[Collected data entries]

□ □ □ □ □

PR #4834, opened 2017-01-17
Fix #4826. PShape in Java2D wasn't respecting kind.

### LINKED ISSUE #4826: PShape::beginShape() does not accept a shape type as an argument
Not sure if this is true in P3D, but in the P2D engine, the following code does not work as specified:

```
void display() {
    plus = createShape();
    plus.beginShape(LINES);
      // horizontal line
      plus.vertex(0, size/2);
      plus.vertex(size, size/2);
      // vertical line
      //plus.vertex(size/2, 0);
      plus.vertex(size/2, size);
    plus.endShape();
    
    shape(plus);
  }
```

`size` is passed into the class which this display method is inside of. In this case I am using `LINES`, which should create two lines which intersect at their midpoint. Instead I am getting the following, which is 3 lines, which is the expected behavior if there is no `shape type` passed in as an argument.

image

If I change the `shape type` to `POINTS`, it also does not work, again, defaulting to the typical `PShape::beginShape()` without an argument output.

Of course, this is an issue only if the `PShape::beginShape` method does not support arguments, but this documentation implies that it should behave like the `beginShape` function 

https://processing.org/reference/beginShape_.html
https://processing.org/reference/PShape_beginShape_.html - note the `syntax` section.

GKFX:
Fix #4826. I think the bug reporter is confused, since I can't reproduce the bug in P2D but I can in normal Java 2D. It's fixed in Java 2D now anyway.

### DIFF
--- a/core/src/processing/core/PShape.java
+++ b/core/src/processing/core/PShape.java
@@ -1604,9 +1604,9 @@ public class PShape implements PConstants {
     } else if (family == PRIMITIVE) {
       drawPrimitive(g);
     } else if (family == GEOMETRY) {
-      // same as path
-      drawPath(g);
-//      drawGeometry(g);
+      // Not same as path: `kind` matters.
+//      drawPath(g);
+      drawGeometry(g);
     } else if (family == PATH) {
       drawPath(g);
     }


benfry:
Thanks for your help!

□ □ □ □ □

Please reply with an exact copy of the lines above, starting at the first and ending at the line that holds "(family == PRIMITIVE)".

▸ **SOLUTION TO THE EXERCISE**:
PR #4834, opened 2017-01-17
Fix #4826. PShape in Java2D wasn't respecting kind.

### LINKED ISSUE #4826: PShape::beginShape() does not accept a shape type as an argument
Not sure if this is true in P3D, but in the P2D engine, the following code does not work as specified:

```
void display() {
    plus = createShape();
    plus.beginShape(LINES);
      // horizontal line
      plus.vertex(0, size/2);
      plus.vertex(size, size/2);
      // vertical line
      //plus.vertex(size/2, 0);
      plus.vertex(size/2, size);
    plus.endShape();
    
    shape(plus);
  }
```

`size` is passed into the class which this display method is inside of. In this case I am using `LINES`, which should create two lines which intersect at their midpoint. Instead I am getting the following, which is 3 lines, which is the expected behavior if there is no `shape type` passed in as an argument.

image

If I change the `shape type` to `POINTS`, it also does not work, again, defaulting to the typical `PShape::beginShape()` without an argument output.

Of course, this is an issue only if the `PShape::beginShape` method does not support arguments, but this documentation implies that it should behave like the `beginShape` function 

https://processing.org/reference/beginShape_.html
https://processing.org/reference/PShape_beginShape_.html - note the `syntax` section.

GKFX:
Fix #4826. I think the bug reporter is confused, since I can't reproduce the bug in P2D but I can in normal Java 2D. It's fixed in Java 2D now anyway.

### DIFF
--- a/core/src/processing/core/PShape.java
+++ b/core/src/processing/core/PShape.java
@@ -1604,9 +1604,9 @@ public class PShape implements PConstants {
     } else if (family == PRIMITIVE) {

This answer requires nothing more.